►

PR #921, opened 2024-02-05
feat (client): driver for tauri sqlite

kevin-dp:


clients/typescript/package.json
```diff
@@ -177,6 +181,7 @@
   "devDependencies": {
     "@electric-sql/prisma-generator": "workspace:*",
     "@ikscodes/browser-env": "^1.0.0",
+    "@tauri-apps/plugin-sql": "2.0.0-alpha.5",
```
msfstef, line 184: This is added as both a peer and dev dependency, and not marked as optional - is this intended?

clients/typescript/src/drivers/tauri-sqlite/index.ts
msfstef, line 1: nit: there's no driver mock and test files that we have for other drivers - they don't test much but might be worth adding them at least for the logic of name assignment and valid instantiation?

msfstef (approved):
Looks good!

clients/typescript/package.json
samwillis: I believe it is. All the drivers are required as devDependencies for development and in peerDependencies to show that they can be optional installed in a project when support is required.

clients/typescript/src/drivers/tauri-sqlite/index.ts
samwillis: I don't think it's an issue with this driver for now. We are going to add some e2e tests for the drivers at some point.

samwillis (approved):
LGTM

◄
►

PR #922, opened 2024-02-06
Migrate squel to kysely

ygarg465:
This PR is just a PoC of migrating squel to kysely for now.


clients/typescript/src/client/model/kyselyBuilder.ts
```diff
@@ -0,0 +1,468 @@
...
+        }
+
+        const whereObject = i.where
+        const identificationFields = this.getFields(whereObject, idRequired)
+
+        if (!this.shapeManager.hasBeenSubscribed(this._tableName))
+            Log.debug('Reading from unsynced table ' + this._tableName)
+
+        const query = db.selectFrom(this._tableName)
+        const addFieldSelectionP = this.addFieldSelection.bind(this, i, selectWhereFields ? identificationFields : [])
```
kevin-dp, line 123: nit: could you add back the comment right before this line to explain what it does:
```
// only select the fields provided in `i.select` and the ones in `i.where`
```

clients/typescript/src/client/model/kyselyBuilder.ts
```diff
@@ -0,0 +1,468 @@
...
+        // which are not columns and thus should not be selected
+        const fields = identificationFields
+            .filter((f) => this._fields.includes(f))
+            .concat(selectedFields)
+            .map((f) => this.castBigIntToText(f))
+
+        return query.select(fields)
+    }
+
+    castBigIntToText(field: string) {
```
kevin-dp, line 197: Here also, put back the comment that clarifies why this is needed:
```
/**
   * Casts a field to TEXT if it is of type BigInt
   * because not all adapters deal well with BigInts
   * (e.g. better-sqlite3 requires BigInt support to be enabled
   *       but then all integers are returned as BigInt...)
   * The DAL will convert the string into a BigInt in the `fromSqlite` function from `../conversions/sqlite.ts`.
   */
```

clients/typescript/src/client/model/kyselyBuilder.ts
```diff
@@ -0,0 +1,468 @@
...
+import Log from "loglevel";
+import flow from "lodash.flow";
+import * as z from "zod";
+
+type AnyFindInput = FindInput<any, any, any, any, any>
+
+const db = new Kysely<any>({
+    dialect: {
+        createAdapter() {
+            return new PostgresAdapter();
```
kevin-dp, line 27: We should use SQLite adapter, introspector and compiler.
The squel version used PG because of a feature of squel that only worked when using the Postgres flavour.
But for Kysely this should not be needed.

◄

How to complete this task: Show me every line in the data above that includes "with".

Task answer:
samwillis: I don't think it's an issue with this driver for now. We are going to add some e2e tests for the drivers at some point.
   * because not all adapters deal well with BigInts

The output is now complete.